Backups are uncertain. Patrick Nixon-Youman has outstanding quickness and can cover in man defense when healthy. But he had major pelvic surgery last spring and returned too soon last fall. He hadn't gotten his quickness back yet. If it has returned, he could provide good competition.

Joelil Thrash operated at cornerback last fall as a true freshman but may be tried at safety. Senior journeyman Antonio Gulley returns for his last chance to earn playing time. And redshirt freshman Tommie Hopkins is finally healthy after leg surgery. It is unknown whether he will be worked at corner or safety.

Another wild card is junior Travon Bellamy. A valuable nickel back as a freshman, surgeries on both shoulders set him back a year both phyically and emotionally.
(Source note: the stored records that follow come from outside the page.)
PR #139, opened 2023-09-09
Fix fontconfig for weasyprint

knuton:
Override the weasyprint wrapper args to set our custom fontconfig again, adjusting for https://github.com/NixOS/nixpkgs/pull/207348.

## Checklist

-   [x] Changelog updated (fixes an unreleased issue with manual PDFs)
-   [x] Code documented
-   [x] User manual updated

### DIFF
--- a/docs/default.nix
+++ b/docs/default.nix
@@ -9,11 +9,16 @@ stdenv.mkDerivation {
 
   src = ./.;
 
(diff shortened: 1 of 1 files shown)


knuton:
@guyonvarch This one would be nice to land for the upcoming release, otherwise the manual PDF looks a bit sad. It only touches the docs, so the last pre-release functionality test remains valid.

PR #961, opened 2019-06-24
Fix layer usage for macOS platform

nekrich:
Fixes failing build on macOS platform.


buba447:
Thanks for grabbing this!

PR #962, opened 2019-06-25
Nil out completion block once animation finishes

thedrick:
We were having issues where this completion block was being called multiple times. My assumption is that it should be getting niled out after it's called once, but let me know if I'm mistaken.

### DIFF
--- a/lottie-swift/src/Private/Utility/Helpers/AnimationContext.swift
+++ b/lottie-swift/src/Private/Utility/Helpers/AnimationContext.swift
@@ -46,7 +46,7 @@ class AnimationCompletionDelegate: NSObject, CAAnimationDelegate {
   var ignoreDelegate: Bool = false
   var animationState: AnimationContextState = .playing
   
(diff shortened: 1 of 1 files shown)


buba447:
Can you give me a repo for the multiple completion block call? Are you checking if finished flag?

buba447:
@thedrick Ive looked into this further, this will definitely break app background behavior.
There was a bug that caused completion blocks to be called twice that I fixed with https://github.com/airbnb/lottie-ios/pull/926 
Do you think this is related?  Any chance I could get a repo for the bug?

thedrick:
@buba447 I think this was actually our fault. The spinning Airbnb animation that we play to switch between Host / Guest should play once before we dismiss the modal. To do that, we used the completion block on the animation, but that modal is only hidden and never actually removed from the view hierarchy or deallocated which was causing the completion block to get called every time the animation looped and finished. I've fixed it by properly deallocating the view and removing it from the hierarchy so that the completion block gets deallocated when we are done with it.

PR #974, opened 2019-07-03
Resolve stop() not rewinding animation visually

### LINKED ISSUE #970: Stop not rewinding animation visually
- [✅ ] The issue doesn't involve an [Unsupported Feature](https://github.com/airbnb/lottie-ios/blob/master/README.md#supported-after-effects-features)
- [✅ ] This issue isn't related to another open issue

## This issue is a:
- [✅ ] Non-Crashing Bug (Visual or otherwise)
- [] Crashing Bug
- [] Feature Request
- [✅ ] Regression (Something that once worked, but doesn't work anymore)

Lottie 3.1.0

## What Platform are you on? 

- [] MacOS
- [✅ ] iOS

## What Language are you in?
- [✅ ] Swift
- [] Objective-C

## Expected Behavior 

Calling stop on AnimationView should stop and rewind animation to the first frame (both internal variables and visually)

## Actual Behavior

Calling stop on AnimationView stops the animation and seems to rewind internal variables but visually the animation is paused, even if we call forceDisplayUpdate() afterwards.
This was working on 2.5.2

## Code Example

let animationView = AnimationView(...)
animationView.loopMode = .loop
animationView.play()
DispatchQueue.main.asyncAfter(deadline: .now() + ...) { animationView.stop() }

ferico55:
Trying to resolve #970

`forceDisplayUpdate` is called too soon
the `CATransaction` has not finished doing the transaction yet (just committed and not done yet) therefore the `forceDisplayUpdate()` called too soon, so I propose to force display on the completion block of the CATransaction
This results when we're trying to draw, `CALyer.presentation()` still holds old value of `currentFrame`

### DIFF
--- a/lottie-swift/src/Public/Animation/AnimationView.swift
+++ b/lottie-swift/src/Public/Animation/AnimationView.swift
@@ -734,7 +734,9 @@ final public class AnimationView: LottieView {
     CATransaction.setDisableActions(true)
     animationLayer?.currentFrame = newFrame
     CATransaction.commit()
-    animationLayer?.forceDisplayUpdate()
+    CATransaction.setCompletionBlock {
+        self.animationLayer?.forceDisplayUpdate()
+    }
   }
   
   @objc override func animationWillMoveToBackground() {


buba447:
Nice catch! Thanks for grabbing this!

PR #977, opened 2019-07-09
Fix alpha mask image rendering for gradients

### LINKED ISSUE #884: Gradients fill inverted when rendered
I am having an issue where, when testing on iOS, the gradients are displaying as inversed of how they were originally set up. This seems to be causing loading errors as well.

Gradients are supported but I'm using gradients with a drop in opacity to create a fadeout. Is this the issue? I didn't see anything while looking through the supported features that would suggest it wouldn't. Any help would be greatly appreciated.

- [X] This issue isn't related to another open issue

## This issue is a:
- [] Crashing Bug
- [] Feature Request

Lottie 2.0

## What Platform are you on? 

- [] MacOS
- [X] iOS

## Expected Behavior 
abduction-pizza

## Actual Behavior

abduction-iOS

## Animation JSON
[abduction-test.zip](https://github.com/airbnb/lottie-ios/files/3109330/abduction-test.zip)

amlynarczyk:
The mask image colors on iOS and macOS (probably tvOS also, but I can't check that) should be inverted, so for alpha == 1 the actual color to draw should be black. This fix resolves #884

### DIFF
--- a/lottie-swift/src/Private/NodeRenderSystem/Nodes/OutputNodes/Renderables/GradientFillRenderer.swift
+++ b/lottie-swift/src/Private/NodeRenderSystem/Nodes/OutputNodes/Renderables/GradientFillRenderer.swift
@@ -43,7 +43,7 @@ class GradientFillRenderer: PassThroughOutputNode, Renderable {
       if alpha < 1 {
         drawMask = true
       }
-      if let color = CGColor(colorSpace: maskColorSpace, components: [1.0 - alpha, 1]) {
+      if let color = CGColor(colorSpace: maskColorSpace, components: [alpha, 1]) {
         alphaLocations.append(colors[i])
         alphaColors.append(color)
       }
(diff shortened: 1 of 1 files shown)


amlynarczyk:
@buba447 can you review that change?

buba447:
Hmmm. Im not sure whats going on here. I just did a test with the current version of Lottie-ios and it seems that gradients with transparency is working just fine. This PR will break gradient rendering in most normal cases. Perhaps there is some other error that is causing the gradient to invert in the issue you linked to. Theres definitely an error but it's not this. 

Check out my screenshots below:
After Effects Gradient with alpha:
Screen Shot 2019-07-10 at 10 29 20 AM
Screen Shot 2019-07-10 at 10 31 26 AM

Rendered by Lottie-ios:
Screen Shot 2019-07-10 at 10 33 56 AM

Rendered with the change in this PR:
Screen Shot 2019-07-10 at 10 35 21 AM

buba447:
[GradientTest.zip](https://github.com/airbnb/lottie-ios/files/3378292/GradientTest.zip)

Heres a file that I used to test the gradient rendering.

amlynarczyk:
You are right, the problem is affecting only vertical gradients with alpha. I think that it's because of the flipped geometry and adding
`let flipVertical = CGAffineTransform(a: 1, b: 0, c: 0, d: -1, tx: 0, ty: CGFloat(maskContext.height))
      maskContext.concatenate(flipVertical)` transform to maskContext before applying inContext.ctm seams to fix it, but I need a more complicated gradient example to check that,

PR #980, opened 2019-07-11
Fix alpha mask image rendering for gradients

amlynarczyk:
From what I tested, the mask image is rendered vertically flipped. In previous attempt I had a symmetrical gradient, that's why inverting colors worked, but the real issue is not with colors of rendered mask image, but with that flipped coordinates.


amlynarczyk:
@buba447 here is another try, I'm attaching my test gradient.

[test.json.zip](https://github.com/airbnb/lottie-ios/files/3382128/test.json.zip)

amlynarczyk:
From what I tested, the mask image is rendered vertically flipped. In previous attempt I had a symmetrical gradient, that's why inverting colors worked, but the real issue is not with colors of rendered mask image, but with that flipped coordinates.

buba447:
Ahh that makes a lot of sense! Nice catch! Thanks for grabbing this.

PR #983, opened 2019-07-11
public font list and fonts

coreyd303:
- making fonts public allows for much better debugging as well as font injection at run time allowing for the font to be changed between animation runs assuming the animation view is re-inited


buba447:
Im not sure how making FontList public helps in this case.

This doesnt _exactly_ provide the ability to change fonts at runtime. Any method of changing fonts using this would be a massive workaround. 
I would suggest adding a `fontForKeyPath` to `AnimationTextProvider` and piping the fonts through that method to keep uniformity.

buba447:
https://github.com/airbnb/lottie-ios/pull/1243 adds a font provider to Lottie. Closing this.

PR #986, opened 2019-07-16
fix issue in CompoundBezierPath

erlendboe:
The changed code follows defensive programming, and does not change the behaviour of the original code in any way - I hope you will accept this change 😄 

After upgrading from Lottie 2 to Lottie 3, our testers reported crashes that were hard to reproduce. Luckily I managed to get it to crash in the debugger, and found out that this was the cause.


rocxteady:
Hello. Do you think this commit can fix my issue? https://github.com/airbnb/lottie-ios/issues/1019
Thanks

erlendboe:
Hi @rocxteady
Your crash log looks very similar to the crashes that we saw, so the answer is yes

rocxteady:
Hi @erlendboe

Thank you for your response. The crashes you saw only happened on iOS 10 like ours?

PR #998, opened 2019-07-29
Update accessibility label in every case

kernandreas:
Hello.

I did run today in a situation in which the `AnimatedSwitch` did not have the accessibility value set.

After looking into the code I saw that the value is only updated if the state is changed with an animation. So this does not happen in all cases (e.g. after initialization).

This PR moves the call of the `updateAccessibilityLabel()` method before the `guard` statement.


buba447:
Thanks for grabbing this!

PR #1006, opened 2019-08-12
Fix animation completion when app moves to background

rohitpal440:
**Issue:**

While the animation view is waiting to play animation and app moves to background and the comes to foreground... play completion block were not getting called.

**Fix**

These are the scenario when Animationview is waiting to play animation and app moves to background  --> foreground

- for `backgroundBehavior == .pauseAndRestore`: call the completion block after restoring the context and playing animation
- for other state call completion immediately

### DIFF
--- a/lottie-swift/src/Public/Animation/AnimationView.swift
+++ b/lottie-swift/src/Public/Animation/AnimationView.swift
@@ -764,13 +764,16 @@ final public class AnimationView: LottieView {
       case .pause:
         removeCurrentAnimation()
       case .pauseAndRestore:
-        currentContext.closure.ignoreDelegate = true
+        currentContext.closure.ignoreDelegate = !waitingToPlayAimation
         removeCurrentAnimation()
         /// Keep the stale context around for when the app enters the foreground.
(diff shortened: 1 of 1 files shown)


lottie-swift/src/Public/Animation/AnimationView.swift
```diff
@@ -764,14 +764,17 @@ final public class AnimationView: LottieView {
       case .pause:
         removeCurrentAnimation()
       case .pauseAndRestore:
-        currentContext.closure.ignoreDelegate = true
+        currentContext.closure.ignoreDelegate = !waitingToPlayAimation
         removeCurrentAnimation()
         /// Keep the stale context around for when the app enters the foreground.
         self.animationContext = currentContext
```
buba447: The completion block of an animation _should_ be called after restored as-is. The context is stored, along with its completion block, here. When the app resumes the animation and its completion block is started again and should be called.
If that is not happening then there is a larger bug in the animation context. This solution is more of a bandaid that will further mask the real bug.

PR #992, opened 2019-07-19
Set minimum iOS version to 9.0 for project and Package.swift

eneko:
While the [iOS framework target has its minimum version required set to iOS 9.0](https://github.com/airbnb/lottie-ios/blob/531eb22d47a9439a2344fdaf96832189f2c6e925/Lottie.xcodeproj/project.pbxproj#L2355), both the project and `Package.swift` were set to iOS 12.0.

This update allows for Lottie to be used via SwiftPM on iOS 9 projects.

PR #1010, opened 2019-08-20
Update Package.swift base platform to match podspec

maniramezan:
Take back the support to iOS 9.0, tvOS 9.0, and watchOS 2.0. For adding support to build macOS requires some structural changes in the files so commented it out for not.

### DIFF
--- a/Package.swift
+++ b/Package.swift
@@ -3,8 +3,7 @@ import PackageDescription
 
 let package = Package(
     name: "Lottie",
-    platforms: [.iOS(.v12)],
-    // platforms: [.iOS("9.0"), .macOS("10.10"), tvOS("9.0"), .watchOS("2.0")],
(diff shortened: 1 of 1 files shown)


Package.swift
```diff
@@ -3,8 +3,7 @@ import PackageDescription
 
 let package = Package(
     name: "Lottie",
-    platforms: [.iOS(.v12)],
-    // platforms: [.iOS("9.0"), .macOS("10.10"), tvOS("9.0"), .watchOS("2.0")],
+    platforms: [.iOS(.v9), /*.macOS(.v10_10), */.tvOS(.v9), .watchOS(.v2)],
```
buba447: Why is macOS commented out?

maniramezan: Getting macOS works, requires changing some code changes and move things around so for now I commented it out as it wasn't also originally supported.

maniramezan:
This is already fixed in another [PR](https://github.com/airbnb/lottie-ios/pull/992) and merged in. Going to close this.

PR #1017, opened 2019-08-27
Add method to CompatibleAnimationView to change color values

fabiankr:
This PR adds a method to `CompatibleAnimationView` that makes it possible to change color values from Objective-C. The Objective-C compatibility wrapper misses the methods to set value providers. I assume this is because it'd require adding wrappers for the value providers which require Swift closures.

Why does it matter?
In a project that is mainly Objective-C we wanted to use Lottie for `UIBarButtonItem` instances that animate. However, when a modal view is presented those buttons wouldn't dim correctly when the `tintAdjustmentMode` was set to `UIViewTintAdjustmentModeAutomatic`. With this simple change it's possible to tint the animations with the correct tint color.

It'd be easy to add other methods for these static value providers (e.g. float, size and point), but color was the only one we needed.

### DIFF
--- a/lottie-swift/src/Private/Utility/Primitives/ColorExtension.swift
+++ b/lottie-swift/src/Private/Utility/Primitives/ColorExtension.swift
@@ -69,13 +69,13 @@ extension Color {
   }
   
   var cgColorValue: CGColor {
-    var colorspace : CGColorSpace?
-
+    let colorspace : CGColorSpace
     if #available(iOS 9.3, *) {
-        // Always use P3 colorspace for now
-        colorspace = CGColorSpace.init(name: CGColorSpace.displayP3)
+      // Always use P3 colorspace for now
+      colorspace = CGColorSpace.init(name: CGColorSpace.displayP3) ?? CGColorSpaceCreateDeviceRGB()
+    } else {
+      colorspace = CGColorSpaceCreateDeviceRGB()
     }
-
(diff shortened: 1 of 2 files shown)


lottie-swift/src/Private/Utility/Primitives/ColorExtension.swift
```diff
@@ -69,6 +69,13 @@ extension Color {
   }
   
   var cgColorValue: CGColor {
-    return CGColor(colorSpace: CGColorSpaceCreateDeviceRGB(), components: [CGFloat(r), CGFloat(g), CGFloat(b), CGFloat(a)]) ?? Color.clearColor
+    var colorspace : CGColorSpace?
+
+    if #available(iOS 9.3, *) {
+        // Always use P3 colorspace for now
+        colorspace = CGColorSpace.init(name: CGColorSpace.displayP3)
+    }
```
buba447: For easier to follow code try this:

```
let colorspace : CGColorSpace
if #available(iOS 9.3, *) {
    // Always use P3 colorspace for now
    colorspace = CGColorSpace.init(name: CGColorSpace.displayP3)
} else {
	colorspace = CGColorSpaceCreateDeviceRGB()
}
return CGColor(colorSpace: colorspace, components: [CGFloat(r), CGFloat(g), CGFloat(b), CGFloat(a)]) ?? Color.clearColor
```

ksuther:
Thanks for the suggestion. CGColorSpace.init() returns an optional so it still requires checking for a null return value, but otherwise using that structure now.

PR #1063, opened 2019-10-28
Added value provider for gradient colors properties

enriquebk:
This PR implements a value provider (`ColorsValueProvider`) that can be assigned to a key path property 'Colors'. This allows users to easily set custom gradient colors to `GradientFillNode` or `GradientStrokeNode` objects.

Usage example:

```swift
let colorsKeyPath = AnimationKeypath(keypath: "Back.Ellipse 1.Gradient Fill 1.Colors")
let colorsValueProvider = ColorsValueProvider([UIColor.red.lottieColorValue,
                                               UIColor.blue.lottieColorValue])
animationView.setValueProvider(colorsValueProvider, keypath: colorsKeyPath)
```

The `ColorsValueProvider` can be initialized with a `Color` array or a `ColorsValueBlock` and it can also receive the color locations inside the gradient.

Also this PR adds a check inside the `render` method in `GradientFillRenderer` to prevent out of bounds errors if the user adds fewer colors than the number of Colors set inside the lottie file.

### DIFF
--- a/lottie-swift/src/Public/DynamicProperties/ValueProviders/ColorsValueProvider.swift
+++ b/lottie-swift/src/Public/DynamicProperties/ValueProviders/ColorsValueProvider.swift
@@ -1,0 +1,133 @@
+//
+//  ColorsValueProvider.swift
+//  lottie-swift
+//
+//  Created by Enrique Bermúdez on 10/27/19.
+//
+
+import Foundation
+import CoreGraphics
+
+/// A `ValueProvider` that returns a Gradient Color Value.
+public final class ColorsValueProvider: AnyValueProvider {
+    
+    /// Returns a [Color] for a CGFloat(Frame Time).
+    public typealias ColorsValueBlock = (CGFloat) -> [Color]
+    /// Returns a [Double](Color locations) for a CGFloat(Frame Time).
+    public typealias ColorLocationsBlock = (CGFloat) -> [Double]
+    
+    /// The colors values of the provider.
+    public var colors: [Color] {
+        didSet {
+            hasUpdate = true
+        }
+    }
+    
+    /// The color location values of the provider.
+    public var locations: [Double] {
+        didSet {
+            hasUpdate = true
+        }
+    }
+    
+    /// Initializes with a block provider.
+    public init(block: @escaping ColorsValueBlock,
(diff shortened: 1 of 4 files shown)


lottie-swift/src/Public/DynamicProperties/ValueProviders/ColorsValueProvider.swift
```diff
@@ -0,0 +1,133 @@
...
+        var colorValues = [Double]()
+        var alphaValues = [Double]()
+        var shouldAddAlphaValues = false
+        
+        for i in 0..<colors.count {
+
+            if colors[i].a < 1 { shouldAddAlphaValues = true }
+            
+            let location = locations.count > i ? locations[i] :
+                calculateLocation(withStartValue: locations.last ?? 0.0,
```
buba447: I'm not sure why this is necessary. The location block and the color block should just return the data needed in the format expected. Recalculating the data returned by the blocks every frame will be a hit on performance.

lottie-swift/src/Public/DynamicProperties/ValueProviders/ColorsValueProvider.swift
```diff
@@ -0,0 +1,133 @@
...
+//  lottie-swift
+//
+//  Created by Enrique Bermúdez on 10/27/19.
+//
+
+import Foundation
+import CoreGraphics
+
+/// A `ValueProvider` that returns a Gradient Color Value.
+public final class ColorsValueProvider: AnyValueProvider {
```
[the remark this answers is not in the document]
enriquebk: 👍

lottie-swift/src/Public/DynamicProperties/ValueProviders/ColorsValueProvider.swift
enriquebk: Oh, I didn’t consider that, thanks for letting me know. Definitely the `calculateLocation` method needs to be removed, but I think that the data blocks will still need to be formatted since the gradient array has a very specific format. When initializing using `init(_colors, locations)` the formatting can be done once during the init instead of `value(frame)`.

buba447:
LGTM!

Issue #19, opened 2015-08-21
mergebot shouldn't self-assign PRs


ixdy:
I created kubernetes/kubernetes#12950 and didn't assign someone, and the mergebot later assigned me (probably because of the files I was touching).

It probably shouldn't self-assign PRs.

PR #35, opened 2015-08-30
mungegithub: blunderbuss: do not self-assign issues

eparis:
If I submit a PR, probably best if it is not assigned to me.


eparis:
@brendandburns 
Should fix #19

PR #37, opened 2015-08-30
mungegithub: Create an options structure instead of individual variables

eparis:
Makes adding new command line args which get passed to mungers much more sane.


eparis:
should be rebased after #36

PR #39, opened 2015-08-30
mungegithub: sizer: Skip generated files

eparis:
We automatically generated deep copies, conversions, docs, bash completions, swagger stuff. Humans don't look at those things closely, so stop counting them in the 'size' of a PR.

To be honest, this doesn't currently ignore the 'docs' but there is an open PR in kubernetes which redoes how we generate docs so this will hopefully start working once that lands. (currently we scatter the '.generated_docs' files all over the repo instead of just one file at the root of the repo, this expects it to be in the root)

### DIFF
--- a/mungegithub/.gitignore
+++ b/mungegithub/.gitignore
@@ -1,0 +1,1 @@
+mungegithub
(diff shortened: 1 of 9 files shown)


eparis:
should be rebased after #32

brendandburns:
@eparis same here, LGTM, I don't think it actually needs a rebase...

eparis:
ahhh, the magic of git

PR #40, opened 2015-08-31
Make the http cache optional and default to false

brendandburns:
Caching PRs seems to mess up the mergeability checks.


eparis:
failed on gofmt

brendandburns:
Fixed...

PR #43, opened 2015-08-31
Update the munger to 0.4

brendandburns:
@thockin @eparis

### DIFF
--- a/mungegithub/run.sh
+++ b/mungegithub/run.sh
@@ -16,7 +16,7 @@
 
 while true; do
     /mungegithub \
-      --pr-mungers=blunderbuss,lgtm-after-commit,remove-needs-rebase \
+      --pr-mungers=blunderbuss,remove-needs-rebase,ok-to-test,ping-ci,size \
       --blunderbuss-config=/blunderbuss.yml \
       --token-file=/etc/secret-volume/token
     sleep 600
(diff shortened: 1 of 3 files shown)


mungegithub/run.sh
```diff
@@ -16,7 +16,7 @@
 
 while true; do
     /mungegithub \
-      --pr-mungers=blunderbuss,lgtm-after-commit,remove-needs-rebase \
```
thockin: did you mean to remove lgtm-after-commit ?

brendandburns: yes, see: https://github.com/kubernetes/contrib/pull/45

thockin: What's the correlation?  I'm missing somethign

brendandburns: We weren't searching enough events, so we removed for some edge cases what
we should not have...

thockin: I can't quite parse that sentence, but if you say it is intentional, I buy it.

thockin:
LGTM

mungegithub/run.sh
brendandburns: silly phone auto-complete...

We weren't searching all of the events, so we didn't find an LGTM when it existed and we would spuriously remove LGTMs...

PR #47, opened 2015-09-01
Move mergeability detection into the main pull loop.

brendandburns:
Add a munger that adds the "needs-rebase" label.

@jlowdermilk


mungegithub/pulls/needs_rebase.go
```diff
@@ -26,31 +24,47 @@ import (
...
+		glog.Infof("Skipping %d since mergeable is nil", *pr.Number)
 	}
 	if pr.Mergeable != nil && *pr.Mergeable {
 		if opts.Dryrun {
 			glog.Infof("Would have removed needs-rebase for %d", *pr.Number)
 		} else {
-			client.Issues.RemoveLabelForIssue(opts.Org, opts.Project, *pr.Number, "needs-rebase")
+			client.Issues.RemoveLabelForIssue(opts.Org, opts.Project, *pr.Number, needsRebase)
+		}
+	}
```
eparis: Why a whole new munger instead of just doing it here? We will always trigger one of the other of these 2 mungers, so the HasLabel() early exit stuff isn't actually helping anything.  Doesn't really matter, but other mungers, like the sizer, will remove and add new labels rather than having two mungers messing with the same labels...

eparis:
The command "./hack/verify-gofmt.sh" exited with 1.

https://github.com/fatih/vim-go

mungegithub/pulls/needs_rebase.go
brendandburns: Done.  (I had thought it would be an ugly mess of if/else conditions, but it's not that bad...)

brendandburns:
Comments addressed (and gofmt'd https://github.com/GoClipse/goclipse/issues/142)

jlowdermilk:
lgtm

PR #51, opened 2015-09-02
Add a few more top level catch-alls so that we don't miss on some PRs

brendandburns:
@thockin @smarterclayton @bgrant0607 @derekwaynecarr 

Moar owners for moar issuez

### DIFF
--- a/mungegithub/blunderbuss.yml
+++ b/mungegithub/blunderbuss.yml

When he returned, he was moved to safety and lost confidence when he didn't have success. He moved back to corner last fall but didn't crack the starting lineup. Will he be able to get his swagger back? What position will he play?

Supo Sanni and Walt Aikens both have some experience at safety and should battle for playing time there along (maybe) with Henry and Thrash.

Illinois coaches may know where everyone fits, but it is too early for anyone else to figure out. Hopefully, everyone will be at the position that best enhances their skills by the end of spring. But even then, the true nature of the Illini defense won't be known until they line up to play Missouri in St. Louis this fall.